Corinne Toka Devilliers, descendante de Moliko, une Amérindienne exhibée dans un « zoo humain » à Paris au XIXe siècle, a fondé une association pour obtenir la reconnaissance et la réparation des souffrances subies par ses ancêtres. Elle réclame également la restitution des ossements d’autochtones guyanais, conservés dans des collections publiques, une demande qui nécessite une évolution de la législation. Son association Moliko alet+po lutte pour que le rapatriement en Guyane des restes humains conservés depuis cent-trente-deux ans au musée de l’Homme à Paris puisse se faire rapidement. En 1892, trente-trois Amérindiens kali’nas et arawaks, dont des enfants, ont effectivement quitté la Guyane pour être exposés en Europe.

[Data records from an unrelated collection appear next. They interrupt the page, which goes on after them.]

PR #2595, opened 2022-12-22
Integrate Rtrace with ESM bindings

dcodeIO:
The Rtrace utility to inspect the inner workings of the runtime must be installed on the respective imports objects, which did not work as-is with ESM bindings

Hence, add a special case to ESM bindings generation to install Rtrace when used, exclude its imports from instrumentation, and import it with a private package specifier so it can be mapped via `imports` in package.json. Also unbreaks `bootstrap:rtraced` in so far as that it executes.

### DIFF
--- a/package.json
+++ b/package.json
@@ -59,6 +59,12 @@
     },
     "./*": "./*"
   },
+  "imports": {
+    "#rtrace": {
+      "import": "./lib/rtrace/index.js",
+      "types": "./lib/rtrace/index.d.ts"
+    }
+  },
   "bin": {
     "asc": "./bin/asc.js",
     "asinit": "./bin/asinit.js"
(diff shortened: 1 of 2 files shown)


CountBleck:
I spent way too long yesterday (at least two/three hours) trying to hack around ESM/raw bindings to get rtrace to work. I'm glad it's working now.

Should rtrace be added to CI in case it catches errors before faulty PRs are merged? Or is this bug a special case?

dcodeIO:
Rtrace is used for some of the tests (when `asc_trace` is specified), but using it on the compiler itself it is slooow / uses too much memory. Perhaps if we could speed it up somehow, but in its current form it'll likely blow every budged imposed by GH actions.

Une délégation d’une vingtaine d’Amérindiens de Guyane et du Suriname est donc à Paris du 14 au 22 septembre pour essayer de récupérer ces restes humains.


◆ Zoos humains
Les zoos humains, également connus sous le nom d’expositions ethnologiques ou d’expositions humaines, étaient des spectacles durant lesquels des personnes issues de groupes autochtones étaient présentées dans des conditions qui simulaient des environnements « exotiques » ou « primitifs ». Ces évènements ont été particulièrement populaires en Europe et en Amérique du Nord à la fin du XIXe siècle et au début du XXe siècle, alors que l’impérialisme et le colonialisme étaient en pleine expansion. Ils étaient souvent organisés dans le cadre de foires, d’expositions universelles, comme celle du Jardin d’Acclimatation à Paris, et reflétaient une vision raciste et paternaliste de la diversité culturelle, dans laquelle les populations autochtones étaient montrées comme des « curiosités » ou des « représentations vivantes » d’autres cultures. Des groupes tels que les Pygmées, les Aborigènes australiens, et divers peuples autochtones des Amériques et d’Afrique ont ainsi été exhibés dans ces zoos humains. Ils étaient soumis à des conditions de vie précaires et à des traitements dégradants. Ces expositions ont contribué à renforcer des stéréotypes raciaux et à justifier les politiques coloniales et impérialistes. Les zoos humains ont suscité des critiques croissantes au fur et à mesure que les mouvements de droits civiques et d’égalité se développaient. L’exploitation et la déshumanisation des personnes étaient de mise. Leur déclin est survenu à la suite de pressions croissantes contre le racisme et le suprémacisme, ainsi que des changements dans les attitudes publiques et politiques. Les restes humains et les objets collectés à cette époque font aujourd’hui l’objet de demandes de restitution et de décolonisation dans les musées et les collections publiques. C’est le cas de la Guyane qui réclame que le musée de l’Homme restitue les restes humains en sa possession….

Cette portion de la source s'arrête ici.